Stepping out of her comfort zone and into theatre, Calica decided to audition for drama’s latest production, “Beauty and the Beast.” She received the role of a Silly Girl, one of the girls who swoons over villain Gaston. She also played one of the French maids in the castle.
“Honestly, singing and dancing is hard. I’ve never really acted or danced and I’m not good at multitasking, but I love the challenge,” Calica said.
Being a part of “Beauty and the Beast” inspired her to try more of the arts. She feels “if she goes through this, [she’ll] grow.” She plans to audition for her church’s production of “Annie.” She is also attending the Carnegie Hall trip with choir at the end of May.

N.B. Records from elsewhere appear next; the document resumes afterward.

PR #2645, opened 2023-05-01
fix(javascript): do rely on `package.json` being a valid entrypoint for dependency resolution.

### LINKED ISSUE #2644: Dependency resolution may fail on modules with customized entrypoint.
Dependencies that define/override entrypoints via the `exports` field in their package.json manifest file will fail to have their version resolved if `package.json` was not included as an export.

Even though the nodejs documentation suggests including `package.json` in `exports` (see: https://nodejs.org/api/packages.html#package-entry-points), many packages do not do so.

One big example (and the one that led me to this), is rollup:

```json
{
  "name": "rollup",
  "version": "3.21.1",
  "description": "Next-generation ES module bundler",
  "main": "dist/rollup.js",
  "module": "dist/es/rollup.js",
  "types": "dist/rollup.d.ts",
  "bin": {
    "rollup": "dist/bin/rollup"
  },
  "files": [
    "dist/**/*.js",
    "dist/*.d.ts",
    "dist/bin/rollup",
    "dist/es/package.json"
  ],
  "engines": {
    "node": ">=14.18.0",
    "npm": ">=8.0.0"
  },
  <- ... ->
  "exports": {
    ".": {
      "types": "./dist/rollup.d.ts",
      "require": "./dist/rollup.js",
      "import": "./dist/es/rollup.js"
    },
    "./loadConfigFile": {
      "types": "./dist/loadConfigFile.d.ts",
      "require": "./dist/loadConfigFile.js",
      "default": "./dist/loadConfigFile.js"
    },
    "./dist/*": "./dist/*"
  }
}
```

Because projen relies on resolving a `{dependencyName}/package.json` module id (and this behavior was carried through #2634), rollup (and many others) always fail to resolve.

BradenM:
Fixes #2644

---


src/util.ts
```diff
@@ -472,8 +472,9 @@ export function findUp(
   lookFor: string,
   cwd: string = process.cwd()
 ): string | undefined {
-  if (existsSync(path.join(cwd, lookFor))) {
-    return cwd;
+  const target = path.join(cwd, lookFor);
+  if (existsSync(target)) {
+    return target;
```
BradenM, line 477: This PR also resolves a bug I ran into trying to use the `findUp` method to resolve for a `package.json` file.

As it was, `findUp` always returned the directory of a found file, instead of the file path. 

I only found one other place where `findUp` was used (and it was for finding a projen directory), so this fix shouldn't impact anything else that I am aware of.

Please let me know if that is not the case.

BradenM: :thinking: Uh nevermind. Definitely broke the cli. Still don't believe this was the intended behavior (always returning the directory), but have removed for now and just handled in the resolution utilities.

mrgrain (approved):

PR #2653, opened 2023-05-05
fix: ensure env command is package manager specific

agdimech:
This PR significantly improves performance when using non-npm package managers.

When using for example PNPM - the `$(npx -c "node -e \\"console.log(process.env.PATH)\\"")` command is extremely slow and is preferred to use the package manager specific exec command. To put it into perspective, every time you call `pnpm projen XXX` this will call the exec command (in my case twice for a monorepo with a parent) which for lager projects like mine can take 5+ seconds.

View the below Before and After results to show the improvements this PR makes to build times which shows an approximate 60% improvement using PNPM:

## Before
`pnpm build --skip-nx-cache --parallel 8  2269.86s user 1166.58s system 417% cpu 13:43.63 total`

## After
`pnpm build --skip-nx-cache --parallel 8  1320.03s user 942.25s system 426% cpu 8:49.87 total`

---


agdimech:
Not sure why jsii cannot be found as locally the `node_modules/.bin` folder is added to the PATH.

mrgrain:
I love this!

mrgrain (approved):

PR #2656, opened 2023-05-05
fix(sample-file): unable to create empty sample directory

### LINKED ISSUE #1990: Unable to create empty sample directory
I was trying to create an empty sample directory for a project (just a directory whose contents aren't managed by projen) but found this did nothing:

```ts
new SampleDir(project, "foo", { files: {} });
```

This would be a bit odd if the directory is meant to be versioned controlled, because you cannot add empty directories to git, but in my scenario I had a build script / test that expected the directory to exist, and it was just for build storing artifacts (so I had it gitignored). Maybe the line above should create a directory instead of being a no-op?

Alternatively, maybe this is silly and we should just throw an error if `files` is empty.

andersonmgomes:
fixes #1990 

---

### DIFF
--- a/test/sample-file.test.ts
+++ b/test/sample-file.test.ts
@@ -1,6 +1,6 @@
 import * as fs from "fs";
 import * as path from "path";
-import { synthSnapshot } from "./util";
+import { mkdtemp, synthSnapshot } from "./util";
 import { Project, ProjectOptions } from "../src";
 import { SampleDir, SampleFile } from "../src/sample-file";
 
@@ -32,7 +32,8 @@ test("sample file from source", () => {
 
 test("sample empty directory", () => {
   // GIVEN
-  const project = new TestProject();
+  const tempDir = mkdtemp(); // dir auto removed after test
+  const project = new TestProject({ outdir: tempDir });
 
   // WHEN
   new SampleDir(project, "foo", {
@@ -43,8 +44,6 @@ test("sample empty directory", () => {
   // THEN
   project.synth();
   expect(fs.existsSync(fooPath)).toBeTruthy();
-  //removing the project directory
-  fs.rmSync(project.outdir, { force: true, recursive: true });
 });
 
 test("sample directory from files", () => {
--- a/test/sample-file.test.ts
+++ b/test/sample-file.test.ts
@@ -1,3 +1,4 @@
+import * as fs from "fs";
 import * as path from "path";
 import { synthSnapshot } from "./util";
 import { Project, ProjectOptions } from "../src";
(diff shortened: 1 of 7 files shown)


test/sample-file.test.ts
```diff
@@ -29,6 +29,18 @@ test("sample file from source", () => {
...
+test("sample empty directory", () => {
+  // GIVEN
+  const project = new TestProject();
+
+  // WHEN
+  new SampleDir(project, "foo", { files: {} });
+
+  // THEN
+  const snapshot = synthSnapshot(project);
+  expect(snapshot).toBeDefined();
```
andrestone, line 41: Shouldn't we test if whether or not the directory is created?

mrgrain (changes requested):

andersonmgomes:
@andrestone and @mrgrain ,
Absolutely yes! 
I fixed the test case and am now checking if the empty dir was created correctly.
Thank you for your review, and sorry about my fault in the first commit!

test/sample-file.test.ts
```diff
@@ -29,6 +30,23 @@ test("sample file from source", () => {
...
+  new SampleDir(project, "foo", {
+    files: {},
+  });
+  const fooPath = path.join(project.outdir, "foo/");
+
+  // THEN
+  project.synth();
+  expect(fs.existsSync(fooPath)).toBeTruthy();
+  //removing the project directory
+  fs.rmSync(project.outdir, { force: true, recursive: true });
```
mrgrain, line 47: Thanks for cleaning up afterwards! 

Instead of doing this manually, let's use the existing helper instead. It does automatically cleanup.

https://github.com/projen/projen/blob/main/test/util.ts#L59

mrgrain (changes requested):
No worries. One final adjustment is needed.

test/sample-file.test.ts
mrgrain: Or I think you can also keep using `synthSnapshot` and check if the directory exists. That helper also cleans up after itself.

andersonmgomes: mrgrain, I've tried to use synthSnapshot. The problem was checking if the "fooPath" existed before the cleaner did its job. On another side, if I do not call the synth method for the project, nothing happens, and any dir is created.
Can I change only line 47 to call the helper?

mrgrain: I see. In that case the `mkdtmp` helper should do it. It will cleanup after the test has run.

You'll need to create the directory first and pass it to the project as `outdir`. Then remove the manual cleanup. That should do it.

Issue #2300, opened 2022-12-14
PythonProject fails with `/bin/sh: python: command not found`


donatoaz:
Created a `PythonProject` and when running `npx projen` I got:

```
👾 default | ts-node --project tsconfig.dev.json .projenrc.ts
👾 Setting up a virtual environment...
Error: Command failed: python -m venv .env
/bin/sh: python: command not found
```

My terminal is `zsh` and does have `python` aliased to `python3` working fine.

I did note that `sh` itself really did not have the alias, and had to create a softlink to solve the issue. But perhaps it would be better if projen used the terminal of choice, instead of using `/bin/sh`.

Current env:
Mac OS 12.6.1
node v14.19.0
terminal: zsh

mrgrain:
It's very common to use a generic `/bin/sh` because starting to use terminals is a whole can of worms. We don't actually use it directly, its node's `child_process` that does that.

Either way, I think we attempt to detect `python3` or provide a way to customize the python binary.
Related issue: https://github.com/projen/projen/issues/2448

loganfarr:
For others, like myself, who found this after running into the issue after `npx projen new ...`
A note for a workaround: just run the venv command by itself and then try the projen command again. 

I.e.
```shell
python -m venv .env
npx projen new awscdk-app-py
```

The project will then install the right pip dependencies and set up successfully.

PR #2661, opened 2023-05-07
[WIP] feat(Python): python executable support python3

FonsBiemans:
When executing a python project, on new mac systems it fails because of lack of python 2.x. 
as a result of that the fix was to make the executable of python a variable with a default of python3. 

i'm not sure if it's all in the correct location (first issue), so please provide feedback. 

open issue : #2300

### DIFF
--- a/src/python/projenrc.ts
+++ b/src/python/projenrc.ts
@@ -22,6 +22,12 @@ export interface ProjenrcOptions {
    * @default - current version
    */
   readonly projenVersion?: string;
+
+  /**
+   * Python executable to use. default python3 alternative:  python.
+   * @default  "python3"
+   */
+  readonly pythonexec?: string;
 }
 
 /**
@@ -35,20 +41,21 @@ export class Projenrc extends ProjenrcFile {
    * The name of the projenrc file.
    */
   public readonly filePath: string;
+  public readonly pythonexec: string;
 
   constructor(project: Project, options: ProjenrcOptions = {}) {
     super(project);
 
     const projenVersion = options.projenVersion ?? PROJEN_VERSION;
     this.filePath = options.filename ?? ".projenrc.py";
-
+    this.pythonexec = options.pythonexec ?? "python3";
     project.deps.addDependency(
       `projen@${projenVersion}`,
       DependencyType.DEVENV
     );
 
     // set up the "default" task which is the task executed when `projen` is executed for this project.
-    project.defaultTask?.exec("python .projenrc.py");
+    project.defaultTask?.exec(`${this.pythonexec} .projenrc.py`);
 
     // if this is a new project, generate a skeleton for projenrc.py
     this.generateProjenrc();
--- a/src/python/venv.ts
+++ b/src/python/venv.ts
@@ -15,6 +15,12 @@ export interface VenvOptions {
    * @default ".env"
    */
   readonly envdir?: string;
+
+  /**
+   * Python executable to use. default python3 alternative:  python.
+   * @default  "python3"
+   */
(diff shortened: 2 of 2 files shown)


src/python/projenrc.ts
```diff
@@ -22,6 +22,12 @@ export interface ProjenrcOptions {
    * @default - current version
    */
   readonly projenVersion?: string;
+
+  /**
+   * Python executable to use. default python3 alternative:  python.
+   * @default  "python3"
```
mrgrain, line 28: My impression is that this is still the most portable default. Also if we change that it might be annoying for some.
```suggestion
   * @default  "python"
```

src/python/projenrc.ts
```diff
@@ -22,6 +22,12 @@ export interface ProjenrcOptions {
    * @default - current version
    */
   readonly projenVersion?: string;
+
+  /**
+   * Python executable to use. default python3 alternative:  python.
```
mrgrain, line 27:
```suggestion
   * Path to the python executable to use.
   *
   * @example "python3"
```

src/python/projenrc.ts
```diff
@@ -35,20 +41,21 @@ export class Projenrc extends ProjenrcFile {
    * The name of the projenrc file.
    */
   public readonly filePath: string;
+  public readonly pythonexec: string;
```
mrgrain, line 44:
```suggestion
  /** add docstring here */
  public readonly pythonExec: string;
```

src/python/projenrc.ts
```diff
@@ -35,20 +41,21 @@ export class Projenrc extends ProjenrcFile {
...
 
   constructor(project: Project, options: ProjenrcOptions = {}) {
     super(project);
 
     const projenVersion = options.projenVersion ?? PROJEN_VERSION;
     this.filePath = options.filename ?? ".projenrc.py";
-
+    this.pythonexec = options.pythonexec ?? "python3";
```
mrgrain, line 51:
```suggestion
    this.pythonExec = options.pythonExec ?? "python";
```

src/python/venv.ts
```diff
@@ -15,6 +15,12 @@ export interface VenvOptions {
    * @default ".env"
    */
   readonly envdir?: string;
+
+  /**
+   * Python executable to use. default python3 alternative:  python.
+   * @default  "python3"
+   */
+  readonly pythonexec?: string;
```
mrgrain, line 23:
```suggestion
  /** fixme same docstring as everywhere **/
  readonly pythonExec?: string;
```

mrgrain (changes requested):
Thanks for giving this a go @FonsBiemans !  I've left some minor inline feedback.

Also interesting that we need to have the option in two places. I guess it's because the components don't require a python project to work. I would have expected this to be an option on the Python Project though to be honest. Could you provide an example how it's used?

Ideas:
- Define on `PythonProject` have the components check if the project is a python project and use that exec by default.
- Support for `PYTHON` environment variable

src/python/venv.ts
```diff
@@ -15,6 +15,12 @@ export interface VenvOptions {
    * @default ".env"
    */
   readonly envdir?: string;
+
+  /**
+   * Path to the python executable to use.
+   * @default  "python"
```
mrgrain, line 21:
```suggestion
   * @default "python"
```

mrgrain (approved):

mrgrain (changes requested):
@FonsBiemans Last thing, you need to include the license statement footer in your PR description. See other PRs for examples.

mrgrain (approved):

In the future, Calica hopes to attend Brigham Young University-Hawaii and continue her singing. Though she does not know whether it will be her professional career, she knows it’s “something [she] wants” to keep in her life. She plans on taking music and vocal classes in college.
“I want to learn more. I’ve had Richey all my life. It’s going to be hard [to learn under someone else] but I want to see what others can teach me,” Calica said.
Edel knows that “singing will be a big part of Kayla’s future.” She is grateful that her daughter is knowledgeable about music and “knows that she will touch lives as she shares her talents with others.”
“If I become a singer, one of my goals is to make sure my words mean something,” she said.